Chronicles one woman’s descent into Alzheimer’s disease and her sons’ painful witness to the tragedy, which is enhanced by their careers in philosophy and neurology and by strengthened family bonds.

The Way of All Minds — “Although Michael Ignatieff is primarily known as a writer of intelligent books of accessible political theory, his short novel, “Scar Tissue” is a beautifully observed, emotionally precise account of the fraying of minds, flesh, and relationships. It’s one the earliest of several good books about the loss of a parent through Alzheimer’s disease — Ignatieff’s novel is comparable to John Bayley’s memoir of his wife, Iris Murdoch — but it’s more than that. […] Again and again, I was struck, and moved by, the psychological accuracy of the book, and the writer’s courage in facing up to not only a lot of the “big questions,” but to the cost of one’s own self-deceptions.”
★★★★★ — Stan Persky (Amazon US review)

The Needs of Strangers

Viking Adult
March 28, 1985

What do we need in order to survive?
Whose needs do we have a right to speak for?
Which needs can be satisfied through political actions, and which cannot?

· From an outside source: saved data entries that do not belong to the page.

PR #897, opened 2019-10-08
Softcut: use a fixed record offset of 8 samples

synthetiv:
@catfact as [threatened](https://llllllll.co/t/norns-2-0-softcut/20550/133?u=synthetivv) earlier on lines. Is this useful? Let me know!

### DIFF
--- a/crone/osc-methods.txt
+++ b/crone/osc-methods.txt
@@ -45,7 +45,6 @@ osc methods:
  /set/param/cut/pre_level [if]
  /set/param/cut/rec_flag [if]
  /set/param/cut/play_flag [if]
- /set/param/cut/rec_offset [if]
  /set/param/cut/position [if]
  /set/param/cut/pre_filter_fc [if]
  /set/param/cut/pre_filter_fc_mod [if]
--- a/crone/osc-tests/softcut-engine.scd
+++ b/crone/osc-tests/softcut-engine.scd
@@ -18,7 +18,6 @@ n.sendMsg("/command/fade_time", 0, 0.1 );
 n.sendMsg("/command/rec_level", 0, 1.0 );
 n.sendMsg("/command/pre_level", 0, 0.6 );
 n.sendMsg("/command/rec_flag", 0, 1);
-// n.sendMsg("/command/rec_offset", 0, -20);
 n.sendMsg("/command/position", 0, 1 );
 n.sendMsg("/command/filter_fc", 0, 10000 );
 n.sendMsg("/command/filter_fc_mod", 0, 1.0 );
--- a/crone/src/Commands.h
+++ b/crone/src/Commands.h
@@ -67,7 +67,6 @@ namespace crone {
             SET_CUT_FADE_TIME,
             SET_CUT_REC_LEVEL,
             SET_CUT_PRE_LEVEL,
-            SET_CUT_REC_OFFSET,
 
             SET_CUT_PRE_FILTER_FC,
             SET_CUT_PRE_FILTER_FC_MOD,
--- a/crone/src/OscInterface.cpp
+++ b/crone/src/OscInterface.cpp
@@ -385,11 +385,6 @@ void OscInterface::addServerMethods() {
         Commands::softcutCommands.post(Commands::Id::SET_CUT_PLAY_FLAG, argv[0]->i, argv[1]->f);
     });
 
-    addServerMethod("/set/param/cut/rec_offset", "if", [](lo_arg **argv, int argc) {
-        if(argc<2) { return; }
-        Commands::softcutCommands.post(Commands::Id::SET_CUT_REC_OFFSET, argv[0]->i, argv[1]->f);
-    });
-
     addServerMethod("/set/param/cut/position", "if", [](lo_arg **argv, int argc) {
         if(argc<2) { return; }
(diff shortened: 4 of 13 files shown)


catfact:
thanks! i'm honestly undecided as to whether this is necessary. 
- having an arbitrary offset does allow some different/weird applications (like a multitap delay with a single voice)
-on the other hand, it's confusing, and messing with offset time is a good way to introduce surprising behaviors (long offset, short loop) and/or glitches (offset places wr/rd heads inside interp windows.)
- back on the first hand, it's entirely ignorable and `softcut.reset()` restores defaults.

so... i dunno? open to opinions.

tehn:
can you imagine any interesting abuse strategies?

otherwise yeah it is a tripping point. 

but we could also just delist the function in the docs... sinister

catfact:
> can you imagine any interesting abuse strategies?

well, sure. in a nutshell, having arbitrary offset and using the voice mix matrix lets you make pretty complex delay / filter structures with a single voice.

here's a supercollider script sending params to local `crone` process to demonstrate...

catfact:
```
( // execute this block first
~setup = {
	Routine {
		n = NetAddr("localhost", 9999);
		n.sendMsg("/softcut/reset");

		0.1.wait;

		n.sendMsg("/set/level/cut", 0, 1.0);
		n.sendMsg("/set/level/adc_cut", 1.0);

		n.sendMsg("/set/level/in_cut", 0, 0, 1.0);
		n.sendMsg("/set/level/in_cut", 1, 0, 1.0);

		n.sendMsg("/set/pan/cut", 0, 0);
		n.sendMsg("/set/enabled/cut", 0, 1.0);
	}.play;
};


~single_4s_echo = {
	// basic 1-second loop on voice one.
	// acts as a delay with no regeneration
	n.sendMsg("/set/param/cut/rate", 0, 1.0);
	n.sendMsg("/set/param/cut/loop_start", 0, 1.0);
	n.sendMsg("/set/param/cut/loop_end", 0, 5.0);
	n.sendMsg("/set/param/cut/loop_flag", 0, 1.0);
	n.sendMsg("/set/param/cut/fade_time", 0, 0.01);
	n.sendMsg("/set/param/cut/rec_level", 0, 1.0);
	n.sendMsg("/set/param/cut/pre_level", 0, 0.0);
	n.sendMsg("/set/param/cut/rec_flag", 0, 1);
	n.sendMsg("/set/param/cut/play_flag", 0, 1);
	n.sendMsg("/set/param/cut/position", 0, 1);
};


~move_filters = {
	n.sendMsg("/set/param/cut/pre_filter_dry", 0, 0.0);
	n.sendMsg("/set/param/cut/pre_filter_fc", 0, 6000);
	n.sendMsg("/set/param/cut/pre_filter_lp", 0, 1.0);
	n.sendMsg("/set/param/cut/pre_filter_rq", 0, 1.0);

	n.sendMsg("/set/param/cut/post_filter_dry", 0, 0.0);
	n.sendMsg("/set/param/cut/post_filter_hp", 0, 0.8);
	n.sendMsg("/set/param/cut/post_filter_fc", 0, 600);
	n.sendMsg("/set/param/cut/post_filter_bp", 0, 0.2);
	n.sendMsg("/set/param/cut/post_filter_rq", 0, 1.0);
}
)

// 0.
// this includes a call to `reset`, setting offset = -8.
// this means the record head is just behind the write head.
~setup.value;


// 1.
// a "normal" echo configuration.
// perceived echo time is controlled by loop length:
// newly written material isn't head until the read head loops around.
~single_4s_echo.value;

// 2.
// make a relatively large positive offset.
// now the write head is in front of the read head.
// perceived delay time is controlled by offset amount.
n.sendMsg("/set/param/cut/rec_offset", 0, 0.5);

// 3.
// we can make this weird by using both kinds of feedback at our disposal.
// feedback at the write head will make material repeat at the loop length,
// while the delay on new material is still equal to the offset!
n.sendMsg("/set/param/cut/pre_level", 0, 0.25);

// 4.
// we can also loop the read head back to the write head.
// this causes regeneration based on the offset amount;
// the two feedback paths are effectively crosspatched
// with some interesting(?) "cut-out" artifacts at fade points.
n.sendMsg("/set/level/cut_cut", 0, 0, 0.25);


// 5.
// one thing to note is that feedback through the read head goes through the post-filter!
// so we can make complex filtered-delay structures, with a single voice
// (lowpass on pre, highpass on post)
~move_filters.value;

// 6.
// you may notice that some material that was in the buffer between steps (1) and (2) is capture forever!
// this is because the offset record head position is _not_ explicitly constrained/wrappe dto the loop range;
// it is only wrapped to the buffer range.
// this is basically a mistake and i will PR a change for it...
```

catfact:
regarding point (6) in the above...

ok, actually, it's a little more complex. write index should be wrapped to [start, end+fade] when rate > 0, or [start-fade, end] when rate < 0. since rate can change per-sample this is complex.

so, i'd say leaving the present behavior is better. though i will be taking a close look to be sure that the minimal (default) offset isn't leaving a weird tiny gap somewhere when the fade time is zero.

synthetiv:
Yeah, I take it all back and look forward to trying out weird self-routings!

catfact:
huh actually yeah definitely need to make that change (https://github.com/monome/norns/issues/898) because otherwise there is always a gap in the loop when using a big offset.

To answer these vital questions, Michael Ignatieff returns to the ancient languages of religion, art, and tragedy—and to important texts by Shakespeare, St. Augustine, and the great writers of the Enlightenment.

Drawing on these sources, he has written an incisive, moving interpretation of community and democracy in a work that not only examines the breakdown of human solidarity but shows how it might be re-created. The Needs of Strangers restores philosophy to its proper place as a guide to the art of being human.

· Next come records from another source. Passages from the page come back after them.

PR #899, opened 2019-10-10
move api doc location

pq:
/cc @tehn


pq:
won't know if this is right until we land, but the new target `doc/docs/norns/api` should map to `docs/norns/api` on the deployed pages and so end up on `https://monome.org/docs/norns/api/`.

🤞

PR #906, opened 2019-10-13
fix arg mismatch

pq:
not sure if this was tripping anyone up but it sure looks wrong 🤔 

/cc @catfact @tehn


catfact:
nobody has ever used voice sync from lua :man_shrugging:

Issue #910, opened 2019-10-13
crow input modes not changing?


rwhaling:
I found that crow's input[1] would not respond to triggers in `change` mode, even though I could validate with input[1].query() that the input signal was rising above the threshold (and back below the hysteresis level); meanwhile, input[2] responds just fine to the same signals.

More details in this thread: https://llllllll.co/t/crow-help-norns/25863/23, including a few other folks with similar issues.  

I *think* what is going on is - crow is disregarding the `.mode()` message that norns sends, because crow's method is called set_mode(): 
https://github.com/monome/crow/blob/master/lua/input.lua#L39
whereas the norns crow.input.mode() method definitely sends `.mode()` in the command text:
https://github.com/monome/norns/blob/master/lua/core/crow.lua#L56

So I think, as it is now, norns cannot set input modes at all for crow, but people have been masking it by relying on input 2 being set to change mode via First.

A fix might be as easy as adjust the command to run set_mode()?  I don't know either codebase well but I can make an initial PR if that helps.

tehn:
i am not able to replicate this bug. can you post a snippet?

also crow will report lua errors back to norns in the maiden window. `mode` is definitely correct--- see here: https://github.com/monome/crow/blob/master/lua/input.lua#L75

rwhaling:
thanks for taking a look @tehn - sorry, I should have added a quick script to repro instead of a PR.  try this:

```
-- counts gates at input 1 or 2
-- press key 2 to print volts at input 1
-- press key 3 to print volts at input 2

local count_1 = 0
local count_2 = 0

function init()
  crow.input[1].mode("change",1.0,0.1,"rising")
  crow.input[1].change = change_1
  crow.input[2].mode("change",1.0,0.1,"rising")
  crow.input[2].change = change_2
  screen.level(15)
  screen.aa(0)
  screen.line_width(1)
end

function change_1(s)
  count_1 = count_1 + 1
  redraw()
end

function change_2(s)
  count_2 = count_2 + 1
  redraw()
end

function redraw()
  screen.clear()
  screen.move(10,60)
  screen.text("count_1: "..count_1.." count:" .. count_2)
  screen.stroke()
  screen.update()
end

function key(n,z)
  if n==2 and z==1 then
    print(crow.input[1].query())
  elseif n==3 and z==1 then
    print(crow.input[2].query())
  end
end 
```
On my machine, only gates at input 2 get counted.
[...]

PR #911, opened 2019-10-13
fix issue #910: set crow input modes 

rwhaling:
haven't tested this yet, but wanted to put up a branch with a candidate fix, if it helps; I don't 100% grok the command serialization though, so apologies if I'm way off base.


tehn:
this is incorrect--- norns should work as is.

the crow syntax is here: https://monome.org/docs/crow/reference/

`input[1].mode()` should work!

tehn:
just confirmed working as-is with crow studies #2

A brilliant essay about modern humanism — “In this slender volume, Michael Ignatieff argues beautifully and eloquently for a modern humanism based on the awareness of what makes us human: our ability to express our needs and our ability to remember and reflect our history. It is also a short history of ideas in the field of political philosophy, ranging from the Stoics to Rousseau. […] “The Needs of Strangers” returns philosophy to its proper place, as a guide to the art of being human.”
★★★★★ — Boris Bangemann (Amazon US review)

Michael Ignatieff - The Needs of Strangers - 1984

A Just Measure of Pain

Pantheon Books
January 1, 1978

Subtitled “The Penitentiary in the Industrial Revolution 1750-1850”, A Just Measure of Pain describes the moment in 18th century England when the modern penitentiary and its ambiguous legacy were born. In depicting how the whip, the brand and the gallows – public punishments once meant to cow the unruly poor into passivity – came to be replaced by the “moral management” of the prison and the notion that the criminal poor should be involved in their own rehabilitation. Michael Ignatieff documents the rise of a new conception of class relations and with it a new philosophy of punishment, one directed not at the body but at the mind. A Just Measure of Pain is a highly atmospheric and compellingly written work of social history, which has already become a classic study of its subject. For the Penguin edition the author will provide an afterword concerning the polemics which followed the book’s first publication in 1978.